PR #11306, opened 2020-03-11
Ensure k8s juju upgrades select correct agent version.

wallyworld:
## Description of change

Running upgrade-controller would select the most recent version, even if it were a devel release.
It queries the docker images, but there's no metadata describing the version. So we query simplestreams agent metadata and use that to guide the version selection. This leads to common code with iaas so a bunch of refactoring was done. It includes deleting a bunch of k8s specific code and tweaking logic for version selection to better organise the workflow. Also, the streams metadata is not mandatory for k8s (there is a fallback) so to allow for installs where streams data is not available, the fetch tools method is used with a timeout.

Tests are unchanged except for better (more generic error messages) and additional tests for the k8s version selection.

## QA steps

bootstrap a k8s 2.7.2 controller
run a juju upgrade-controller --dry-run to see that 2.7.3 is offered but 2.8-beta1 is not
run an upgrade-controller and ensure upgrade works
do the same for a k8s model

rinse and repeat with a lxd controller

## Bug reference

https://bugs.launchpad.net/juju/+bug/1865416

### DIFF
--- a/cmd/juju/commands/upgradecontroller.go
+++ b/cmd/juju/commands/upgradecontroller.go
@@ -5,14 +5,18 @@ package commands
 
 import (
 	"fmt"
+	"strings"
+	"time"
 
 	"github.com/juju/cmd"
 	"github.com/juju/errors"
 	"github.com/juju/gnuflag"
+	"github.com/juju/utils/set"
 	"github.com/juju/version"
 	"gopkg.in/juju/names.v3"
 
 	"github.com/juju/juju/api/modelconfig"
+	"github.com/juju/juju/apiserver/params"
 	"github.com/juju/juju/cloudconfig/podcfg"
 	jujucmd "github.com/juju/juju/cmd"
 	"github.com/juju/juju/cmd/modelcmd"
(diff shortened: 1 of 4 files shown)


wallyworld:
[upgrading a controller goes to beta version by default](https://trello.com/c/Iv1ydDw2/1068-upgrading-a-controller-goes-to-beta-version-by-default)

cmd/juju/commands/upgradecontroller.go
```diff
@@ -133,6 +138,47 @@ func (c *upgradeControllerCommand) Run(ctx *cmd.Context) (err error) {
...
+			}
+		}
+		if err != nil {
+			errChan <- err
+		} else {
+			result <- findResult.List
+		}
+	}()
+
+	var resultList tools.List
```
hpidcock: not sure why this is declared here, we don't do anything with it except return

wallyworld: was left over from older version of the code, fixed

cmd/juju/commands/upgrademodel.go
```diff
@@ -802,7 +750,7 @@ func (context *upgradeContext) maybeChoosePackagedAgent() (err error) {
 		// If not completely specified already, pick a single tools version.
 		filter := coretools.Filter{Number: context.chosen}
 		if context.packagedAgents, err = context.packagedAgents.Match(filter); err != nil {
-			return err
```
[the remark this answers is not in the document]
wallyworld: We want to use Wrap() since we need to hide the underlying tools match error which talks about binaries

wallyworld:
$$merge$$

^^^^^^^^

WHAT YOU SHOULD DO
Word for word, retype all of the entries above.

EXERCISE RESPONSE
PR #11306, opened 2020-03-11
Ensure k8s juju upgrades select correct agent version.

wallyworld:
## Description of change

Running upgrade-controller would select the most recent version, even if it were a devel release.
It queries the docker images, but there's no metadata describing the version. So we query simplestreams agent metadata and use that to guide the version selection. This leads to common code with iaas so a bunch of refactoring was done. It includes deleting a bunch of k8s specific code and tweaking logic for version selection to better organise the workflow. Also, the streams metadata is not mandatory for k8s (there is a fallback) so to allow for installs where streams data is not available, the fetch tools method is used with a timeout.

Tests are unchanged except for better (more generic error messages) and additional tests for the k8s version selection.

## QA steps

bootstrap a k8s 2.7.2 controller
run a juju upgrade-controller --dry-run to see that 2.7.3 is offered but 2.8-beta1 is not
run an upgrade-controller and ensure upgrade works
do the same for a k8s model

rinse and repeat with a lxd controller

## Bug reference

https://bugs.launchpad.net/juju/+bug/1865416

### DIFF
--- a/cmd/juju/commands/upgradecontroller.go
+++ b/cmd/juju/commands/upgradecontroller.go
@@ -5,14 +5,18 @@ package commands
 
 import (
 	"fmt"
+	"strings"
+	"time"
 
 	"github.com/juju/cmd"
 	"github.com/juju/errors"
 	"github.com/juju/gnuflag"
+	"github.com/juju/utils/set"
 	"github.com/juju/version"
 	"gopkg.in/juju/names.v3"
 
 	"github.com/juju/juju/api/modelconfig"
+	"github.com/juju/juju/apiserver/params"
 	"github.com/juju/juju/cloudconfig/podcfg"
 	jujucmd "github.com/juju/juju/cmd"
 	"github.com/juju/juju/cmd/modelcmd"
(diff shortened: 1 of 4 files shown)


wallyworld:
[upgrading a controller goes to beta version by default](https://trello.com/c/Iv1ydDw2/1068-upgrading-a-controller-goes-to-beta-version-by-default)

cmd/juju/commands/upgradecontroller.go
```diff
@@ -133,6 +138,47 @@ func (c *upgradeControllerCommand) Run(ctx *cmd.Context) (err error) {
...
+			}
+		}
+		if err != nil {
+			errChan <- err
+		} else {
+			result <- findResult.List
+		}
+	}()
+
+	var resultList tools.List
```
hpidcock: not sure why this is declared here, we don't do anything with it except return

wallyworld: was left over from older version of the code, fixed

cmd/juju/commands/upgrademodel.go
```diff
@@ -802,7 +750,7 @@ func (context *upgradeContext) maybeChoosePackagedAgent() (err error) {
 		// If not completely specified already, pick a single tools version.
 		filter := coretools.Filter{Number: context.chosen}
 		if context.packagedAgents, err = context.packagedAgents.Match(filter); err != nil {
-			return err
```
[the remark this answers is not in the document]
wallyworld: We want to use Wrap() since we need to hide the underlying tools match error which talks about binaries

wallyworld:
$$merge$$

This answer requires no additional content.